Convert infinite 2D plane integer coords to 1D number

You need the Cantor pairing function, tuned up to accept integers instead of naturals. The basic function takes a pair of naturals (including zero) $x,y$ and returns a natural $\pi(x,y)=\frac 12(x+y)(x+y+1)+y$. It is invertible, so given $\pi(x,y)$ you can recover $x$ and $y$. Now just take your integers to naturals by $$f(z)=\begin {cases} 2z&z\ge 0\\-2z-1& z \lt 0\end {cases}$$ pair them and you have your result.

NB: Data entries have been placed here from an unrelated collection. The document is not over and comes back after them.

PR #3534, opened 2026-02-12
Migrate Communities Page to Inertia

yashranaway:
Fixes: #3045

Previous PR : #3244

# Description

## Problem

The Communities page currently uses React on Rails with React Router for client-side routing. This is inconsistent with the rest of the app which has been migrating to Inertia.js. The current implementation also has the chat message APIs under `/api/internal/` which doesn't follow the pattern we want for Inertia pages.

## Solution

Migrated the Communities page to Inertia.js:

- Updated `CommunitiesController` with proper `index` and `show` actions that render Inertia responses
- Moved chat message API controllers from `Api::Internal::Communities::*` to `Communities::*` namespace
- Created new Inertia page at `pages/Communities/Index.tsx`
- Moved React components from `server-components/CommunitiesPage/` to `components/Communities/`
- Updated frontend to use Inertia's `usePage()` instead of React Router's `useLoaderData()`
- Replaced React Router `Link` and `navigate()` with Inertia equivalents
- Updated route references from `internal_*` paths to new paths
- Cleaned up old files (react-router wrapper, pack file, erb view)

Key routing change: API routes now come BEFORE the show route to prevent `/communities/:community_id/chat_messages` from matching the show route pattern.

---

# Before/After

https://github.com/user-attachments/assets/8ea34c60-87c4-4970-9927-a5ad6f6e2050

https://github.com/user-attachments/assets/43488580-ca8d-4ed6-b57a-58d3b056304e

## Infinite Scroll (fixed!)

https://github.com/user-attachments/assets/227d61fa-c9b0-4210-a3cf-0a76341a441c

## Message Actions 

https://github.com/user-attachments/assets/ea75b64a-7cc4-4552-917d-3be0d662f5c8

---

# Test Results

Screenshot 2026-01-30 at 3 21 15 PM

---

# Checklist

---

# AI Disclosure

Claude Opus 4.5 was used to assist with the migration.

### DIFF
--- a/app/javascript/components/Communities/useCommunities.ts
+++ b/app/javascript/components/Communities/useCommunities.ts
@@ -127,11 +127,9 @@ export const useCommunities = () => {
     [],
   );
 
-  // Initialize community chat from Inertia props when navigating to a community
   React.useEffect(() => {
     if (initialSelectedCommunityId && initial_messages) {
       setCommunityChats((prev) => {
-        // Only initialize if not already loaded (avoid overwriting pagination state on Inertia revisits)
         if (prev[initialSelectedCommunityId]?.messages.length) return prev;
         return {
           ...prev,
--- a/app/javascript/pages/Communities/Index.tsx
+++ b/app/javascript/pages/Communities/Index.tsx
@@ -172,7 +172,6 @@ function CommunitiesIndex() {
     [selectedCommunity, debouncedMarkAsRead],
   );
 
-  // Scroll to a message after it appears in the DOM
   React.useEffect(() => {
     if (!selectedCommunityChat || !scrollToMessage) return;
     const exists = selectedCommunityChat.messages.findIndex((message) => message.id === scrollToMessage.id) !== -1;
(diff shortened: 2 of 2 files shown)


yashranaway:
> Tested locally - Reverse infinite scroll does not work well, if keeps loading previous messages when scrolling at the top infinitely, it should stop after loading previous messages once, and the user should be scrolling again, like the current behaviour
 When posting messages in quick succession, the form gets suck in the disabled state and I cannot send messages anymoire


@EmCousin _a Fixed both! `<InfiniteScroll>` was the root cause for the scroll issue it wraps content in its own div which breaks the CSS that pins messages to the bottom. Dropped it and went back to the scroll listener + JSON fetch approach from `main`. Works as expected now: scroll up, loads a page, stops. The form getting stuck on quick sends was already fixed in the prior push with `onFinish` which fires on success, error, and cancel so the input always unlocks. I believe this is the right approach for the chat use case, but open to suggestions if you have any! Added an updated video in the PR under the infinite scrolling section.

EmCousin:
Thanks @yashranaway, but the requirement was to expose the chat messages as inertia props, not a JSON endpoint.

You can do your idea with the Ulam spiral: The cell numbered $1$ is the origin. Note the odd squares follow the downward right diagonal and the even squares start just above $1$ and follow an upward left diagonal. If we are given a coordinate $(x,y)$ we first find the direction the side is going. If $x \gt 0, x \gt |y|$, the cell is on an upward side. The corner at the bottom is $(x,-x)$ and has number $(2x-1)^2$ The number in our cell is $y+x$ cells above, so the number is $(2x-1)^2+y+x$. You can go through the other three sides similarly. To go the other direction, given a cell number find the perfect square below it. Find the location of the square on the diagonal, then count the number of squares from there as needed.

Other answers state how to convert integers to naturals, I won't repeat this step. Let's suppose you have two naturals, e.g.:

$$ 123 $$ $$ 98765 $$

Add leading zeros to obtain equal number of digits:

$$ 00123 $$ $$ 98765 $$

And "interleave":

$$ 0908172635 $$

Reverting is trivial: you pick digits from either odd or even positions.

Notes:

• the representation depends on the base of the numeral system you use;
• you can expand the method to non-negative reals in a quite obvious way;
• similarly you can create a method that takes any fixed number of numbers and yields one number.

There are also tools from number theory. We can first map all integers to non-negative ones, which is easy, just take $$f(n)=\left\{\begin{align}&2n&n\ge0\\&-2n-1&n<0\end{align}\right.$$ as Ross pointed out. Now us take the pair $(m,n)$ to be $2^{f(m)}3^{f(n)}$. Since we can uniquely decompose positive integers into prime factors, this function is invertible, and you have your result.